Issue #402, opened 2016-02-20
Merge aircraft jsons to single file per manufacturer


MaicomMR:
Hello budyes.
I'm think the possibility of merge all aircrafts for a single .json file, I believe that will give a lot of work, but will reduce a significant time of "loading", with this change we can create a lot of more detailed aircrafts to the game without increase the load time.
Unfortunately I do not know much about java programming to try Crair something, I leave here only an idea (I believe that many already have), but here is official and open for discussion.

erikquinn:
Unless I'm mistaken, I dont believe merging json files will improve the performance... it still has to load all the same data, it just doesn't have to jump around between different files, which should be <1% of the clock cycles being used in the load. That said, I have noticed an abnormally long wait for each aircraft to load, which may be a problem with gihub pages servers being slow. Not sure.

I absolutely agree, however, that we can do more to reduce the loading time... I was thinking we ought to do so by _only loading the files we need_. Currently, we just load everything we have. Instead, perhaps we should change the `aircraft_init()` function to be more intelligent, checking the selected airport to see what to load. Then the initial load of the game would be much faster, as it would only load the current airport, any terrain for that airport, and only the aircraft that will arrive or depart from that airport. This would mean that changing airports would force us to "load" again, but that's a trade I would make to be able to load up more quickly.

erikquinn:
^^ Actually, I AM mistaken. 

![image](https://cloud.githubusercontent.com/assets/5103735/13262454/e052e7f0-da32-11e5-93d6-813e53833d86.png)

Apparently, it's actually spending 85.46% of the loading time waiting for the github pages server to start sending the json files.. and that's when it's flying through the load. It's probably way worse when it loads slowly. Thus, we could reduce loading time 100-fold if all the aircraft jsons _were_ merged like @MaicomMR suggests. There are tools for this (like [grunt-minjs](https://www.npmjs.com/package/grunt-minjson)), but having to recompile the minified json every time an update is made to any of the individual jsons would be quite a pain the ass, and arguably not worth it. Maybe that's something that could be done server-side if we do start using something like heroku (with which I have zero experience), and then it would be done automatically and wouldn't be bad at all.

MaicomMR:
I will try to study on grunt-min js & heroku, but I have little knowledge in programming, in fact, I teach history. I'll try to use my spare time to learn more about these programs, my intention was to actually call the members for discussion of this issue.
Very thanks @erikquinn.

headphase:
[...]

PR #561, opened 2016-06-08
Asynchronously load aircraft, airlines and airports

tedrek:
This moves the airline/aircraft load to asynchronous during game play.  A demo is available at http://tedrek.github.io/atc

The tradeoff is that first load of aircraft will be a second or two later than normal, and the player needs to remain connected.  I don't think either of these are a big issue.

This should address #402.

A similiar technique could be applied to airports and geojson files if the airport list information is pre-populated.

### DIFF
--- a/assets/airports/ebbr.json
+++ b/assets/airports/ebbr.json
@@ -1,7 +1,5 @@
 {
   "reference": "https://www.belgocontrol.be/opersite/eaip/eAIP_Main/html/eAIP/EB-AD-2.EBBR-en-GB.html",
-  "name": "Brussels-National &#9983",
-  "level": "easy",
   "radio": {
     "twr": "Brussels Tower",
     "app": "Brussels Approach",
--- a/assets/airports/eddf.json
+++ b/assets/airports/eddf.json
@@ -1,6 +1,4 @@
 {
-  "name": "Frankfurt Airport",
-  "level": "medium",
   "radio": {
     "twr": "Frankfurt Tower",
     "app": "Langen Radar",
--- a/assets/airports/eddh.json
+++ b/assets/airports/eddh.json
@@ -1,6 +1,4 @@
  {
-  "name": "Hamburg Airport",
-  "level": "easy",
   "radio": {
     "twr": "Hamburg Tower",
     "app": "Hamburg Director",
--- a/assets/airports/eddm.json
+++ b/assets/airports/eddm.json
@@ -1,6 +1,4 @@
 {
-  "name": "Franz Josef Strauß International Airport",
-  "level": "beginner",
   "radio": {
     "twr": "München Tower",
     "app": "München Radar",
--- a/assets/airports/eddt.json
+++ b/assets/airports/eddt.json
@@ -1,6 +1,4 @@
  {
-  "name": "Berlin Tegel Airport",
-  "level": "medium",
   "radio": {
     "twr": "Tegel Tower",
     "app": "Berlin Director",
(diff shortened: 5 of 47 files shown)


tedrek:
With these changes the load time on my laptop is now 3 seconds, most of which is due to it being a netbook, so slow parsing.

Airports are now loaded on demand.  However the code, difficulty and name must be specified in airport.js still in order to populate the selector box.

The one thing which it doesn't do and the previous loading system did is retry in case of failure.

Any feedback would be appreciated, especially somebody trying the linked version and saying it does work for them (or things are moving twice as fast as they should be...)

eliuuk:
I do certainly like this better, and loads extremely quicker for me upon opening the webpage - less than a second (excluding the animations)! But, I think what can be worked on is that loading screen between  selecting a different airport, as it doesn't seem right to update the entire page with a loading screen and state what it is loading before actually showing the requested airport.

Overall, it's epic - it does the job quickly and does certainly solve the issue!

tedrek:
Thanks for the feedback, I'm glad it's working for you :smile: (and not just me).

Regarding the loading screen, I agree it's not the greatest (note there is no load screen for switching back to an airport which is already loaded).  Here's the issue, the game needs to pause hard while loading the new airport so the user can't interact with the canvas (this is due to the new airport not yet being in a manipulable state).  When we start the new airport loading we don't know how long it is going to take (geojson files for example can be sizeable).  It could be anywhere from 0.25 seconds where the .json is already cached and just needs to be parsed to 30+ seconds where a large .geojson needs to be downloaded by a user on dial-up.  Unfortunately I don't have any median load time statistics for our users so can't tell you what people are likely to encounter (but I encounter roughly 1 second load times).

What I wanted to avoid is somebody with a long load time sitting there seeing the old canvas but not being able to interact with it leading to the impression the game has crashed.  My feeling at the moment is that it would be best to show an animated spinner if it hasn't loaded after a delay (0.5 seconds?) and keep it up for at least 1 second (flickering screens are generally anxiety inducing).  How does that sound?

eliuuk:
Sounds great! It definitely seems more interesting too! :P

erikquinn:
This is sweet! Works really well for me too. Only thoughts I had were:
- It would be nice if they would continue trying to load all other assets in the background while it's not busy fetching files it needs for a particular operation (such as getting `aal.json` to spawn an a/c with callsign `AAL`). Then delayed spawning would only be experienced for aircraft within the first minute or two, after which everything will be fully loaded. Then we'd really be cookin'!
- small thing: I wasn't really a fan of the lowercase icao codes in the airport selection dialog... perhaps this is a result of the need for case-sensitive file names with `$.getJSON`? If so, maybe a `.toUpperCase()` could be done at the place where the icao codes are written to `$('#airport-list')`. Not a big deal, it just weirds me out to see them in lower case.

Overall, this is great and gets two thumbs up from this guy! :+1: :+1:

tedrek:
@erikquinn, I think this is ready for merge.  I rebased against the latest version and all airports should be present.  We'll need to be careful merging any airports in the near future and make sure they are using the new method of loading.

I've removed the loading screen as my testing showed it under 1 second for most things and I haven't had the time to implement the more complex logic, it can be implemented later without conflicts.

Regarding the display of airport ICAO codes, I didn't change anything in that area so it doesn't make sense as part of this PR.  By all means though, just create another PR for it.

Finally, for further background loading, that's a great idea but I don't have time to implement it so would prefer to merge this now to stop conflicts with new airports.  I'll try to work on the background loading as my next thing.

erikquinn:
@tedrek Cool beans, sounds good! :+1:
● ● ●
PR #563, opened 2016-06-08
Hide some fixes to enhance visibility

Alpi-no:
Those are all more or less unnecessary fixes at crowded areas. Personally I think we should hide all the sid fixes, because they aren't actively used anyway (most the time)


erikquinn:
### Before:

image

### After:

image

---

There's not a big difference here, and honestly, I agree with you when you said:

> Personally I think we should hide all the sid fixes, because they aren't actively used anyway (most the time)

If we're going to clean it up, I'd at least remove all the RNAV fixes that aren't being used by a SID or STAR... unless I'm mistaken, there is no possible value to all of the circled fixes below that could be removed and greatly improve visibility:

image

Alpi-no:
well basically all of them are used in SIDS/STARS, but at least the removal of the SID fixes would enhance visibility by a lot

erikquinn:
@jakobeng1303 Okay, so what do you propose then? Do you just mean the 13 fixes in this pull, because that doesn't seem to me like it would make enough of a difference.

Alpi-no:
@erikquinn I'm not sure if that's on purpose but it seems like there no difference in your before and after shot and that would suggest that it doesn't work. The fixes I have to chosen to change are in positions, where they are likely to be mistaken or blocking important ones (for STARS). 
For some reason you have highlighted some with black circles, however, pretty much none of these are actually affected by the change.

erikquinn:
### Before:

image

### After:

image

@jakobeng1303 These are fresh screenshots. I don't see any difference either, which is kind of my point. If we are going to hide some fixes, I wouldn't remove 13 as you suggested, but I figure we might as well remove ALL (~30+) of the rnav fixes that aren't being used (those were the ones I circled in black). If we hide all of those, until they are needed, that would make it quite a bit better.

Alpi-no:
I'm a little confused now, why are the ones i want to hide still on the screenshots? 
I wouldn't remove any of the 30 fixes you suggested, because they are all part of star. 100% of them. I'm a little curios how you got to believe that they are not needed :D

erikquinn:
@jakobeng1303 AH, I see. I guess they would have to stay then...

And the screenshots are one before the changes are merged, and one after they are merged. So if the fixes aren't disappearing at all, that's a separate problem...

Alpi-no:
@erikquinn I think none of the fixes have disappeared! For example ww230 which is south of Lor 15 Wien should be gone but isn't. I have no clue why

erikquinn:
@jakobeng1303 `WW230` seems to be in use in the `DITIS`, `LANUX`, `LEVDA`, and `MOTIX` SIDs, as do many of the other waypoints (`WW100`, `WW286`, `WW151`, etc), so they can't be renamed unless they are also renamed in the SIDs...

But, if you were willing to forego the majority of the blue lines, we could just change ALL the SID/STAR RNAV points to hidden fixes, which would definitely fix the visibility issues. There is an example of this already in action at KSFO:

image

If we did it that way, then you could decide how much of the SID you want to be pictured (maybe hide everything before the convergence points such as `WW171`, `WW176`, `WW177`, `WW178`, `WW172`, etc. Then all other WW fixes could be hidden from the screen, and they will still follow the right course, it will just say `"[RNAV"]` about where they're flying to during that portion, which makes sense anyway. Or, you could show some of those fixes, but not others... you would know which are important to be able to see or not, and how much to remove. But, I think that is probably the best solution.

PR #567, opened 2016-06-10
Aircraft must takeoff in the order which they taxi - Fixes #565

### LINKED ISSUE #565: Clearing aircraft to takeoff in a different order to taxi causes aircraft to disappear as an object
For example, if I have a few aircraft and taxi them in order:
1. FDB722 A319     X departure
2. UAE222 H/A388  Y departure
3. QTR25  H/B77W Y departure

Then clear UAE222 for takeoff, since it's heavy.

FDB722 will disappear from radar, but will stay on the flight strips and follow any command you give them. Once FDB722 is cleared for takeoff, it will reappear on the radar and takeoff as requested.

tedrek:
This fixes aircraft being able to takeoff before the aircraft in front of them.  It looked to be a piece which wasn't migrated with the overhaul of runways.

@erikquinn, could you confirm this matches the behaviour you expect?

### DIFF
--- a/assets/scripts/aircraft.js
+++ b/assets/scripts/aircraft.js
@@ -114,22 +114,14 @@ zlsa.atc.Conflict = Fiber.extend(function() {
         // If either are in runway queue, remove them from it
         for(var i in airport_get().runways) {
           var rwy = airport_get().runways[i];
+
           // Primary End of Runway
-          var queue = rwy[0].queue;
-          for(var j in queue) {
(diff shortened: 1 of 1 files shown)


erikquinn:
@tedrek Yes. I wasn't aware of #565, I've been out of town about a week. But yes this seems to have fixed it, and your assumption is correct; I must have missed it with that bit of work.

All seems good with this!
● ● ●
Using the records above, write out exactly the lines between the one holding "method of loading." and the one holding "Cool beans, sounds", inclusive; leave everything else out.

§ **Task answer**
@erikquinn, I think this is ready for merge.  I rebased against the latest version and all airports should be present.  We'll need to be careful merging any airports in the near future and make sure they are using the new method of loading.

I've removed the loading screen as my testing showed it under 1 second for most things and I haven't had the time to implement the more complex logic, it can be implemented later without conflicts.

Regarding the display of airport ICAO codes, I didn't change anything in that area so it doesn't make sense as part of this PR.  By all means though, just create another PR for it.

Finally, for further background loading, that's a great idea but I don't have time to implement it so would prefer to merge this now to stop conflicts with new airports.  I'll try to work on the background loading as my next thing.

erikquinn:
@tedrek Cool beans, sounds good! :+1:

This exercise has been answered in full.